Marriott is planning to spin off its timeshare
operations and development business as a new independent company
through a special tax-free dividend to Marriott International
shareholders in late 2011.
Under the plan, the new company will
focus on the timeshare business as the exclusive developer and
operator of timeshare, fractional and related products under the
Marriott brand and the exclusive developer of fractional and
related products under the Ritz-Carlton brand.
After the split,
Marriott International will concentrate on the lodging management
and franchise business. Marriott will also receive franchise fees
from the timeshare company’s use of the Marriott and Ritz-Carlton
brands.
Marriott International chairman and chief executive
officer, J.W. Marriott, Jr., said, “Marriott took a bold step when
we introduced our Marriott brand to the timeshare industry in
1984. In this transaction, we take another innovative step forward
as we combine the power of the Marriott and Ritz-Carlton brands
with the flexibility and focus of a new independent timeshare
company.
“The transaction will permit both companies to
tailor their business strategies to best address market
opportunities in their respective industries. The new timeshare
company will be positioned to expand faster over time while
Marriott International will further advance its longstanding
strategy of separating real estate from management and franchise
operations.
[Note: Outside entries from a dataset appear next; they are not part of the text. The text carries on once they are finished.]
PR #485, opened 2019-07-29
Fix - RemoteImageView image width

bstien:
# Why?
We need `RemoteImageView` to pass the wanted image width to its data source.

# What?
- Refactored `RemoteImageView`, `FavoriteFoldersListView` and demo.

With two public companies, shareholders will be able
to pursue investment goals in either or both companies rather than
one combined organization.
“Marriott Vacation Club owners
and guests and The Ritz-Carlton Destination Club members should
see no change in the branding or quality of their properties,
services, usage options, use of Marriott Rewards points, or access
to Marriott International’s hotels ... Day-to-day operations at both companies should not be affected by
this transaction. During the past few years, our company has brought staffing levels and expenses in line with operating
conditions across our businesses. While we will continue to
improve efficiency where possible, we do not expect this
transaction to result in work force reductions. Associates should
continue to have attractive career opportunities due to the growth
prospects of both companies,” added Mr. Marriott.
As two
separate public companies, both Marriott International and the new
company will have separate boards of directors. J.W. Marriott, Jr.
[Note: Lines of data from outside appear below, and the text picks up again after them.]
PR #486, opened 2019-07-30
Update error and success icons

3lvis:
# Why?

Designer request, previous icons were 18x18, new ones are 16x16.

# What?

Updates the error and success icons.

# Show me

Screenshot 2019-07-30 at 10 17 17


pimms:
They seem to be rendered at the same size, is that intentional? Also, aren't the PDFs embedding SVGs that are arbitrarily scalable?

bstien:
We could probably wait with this one. The color on the checkmark icon is using the old `.pea` color, not the new one, so Thuy is supposed to make new ones.

The new `.pea` color is used on the button on the right

osanoj:
@pimms The PDF is used to generate PNGs, unless you explicitly say you want it to remain resizable (which gives worse performance).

will remain chairman of the board and chief executive officer of
Marriott International. Stephen P. Weisz, president of Marriott’s timeshare business since 1997 and a 39-year Marriott veteran, will
become chief executive officer of the new company. William J.
Shaw, who recently announced his retirement as vice chairman of
the company at Marriott International and also resigned from its
board, will become chairman of the board of the new timeshare
company and Deborah Marriott Harrison, senior vice president of
government affairs for Marriott International, will serve as a
board member.
Mr. Weisz said, “Our new company will be
independent and the largest pure-play timeshare firm in the world.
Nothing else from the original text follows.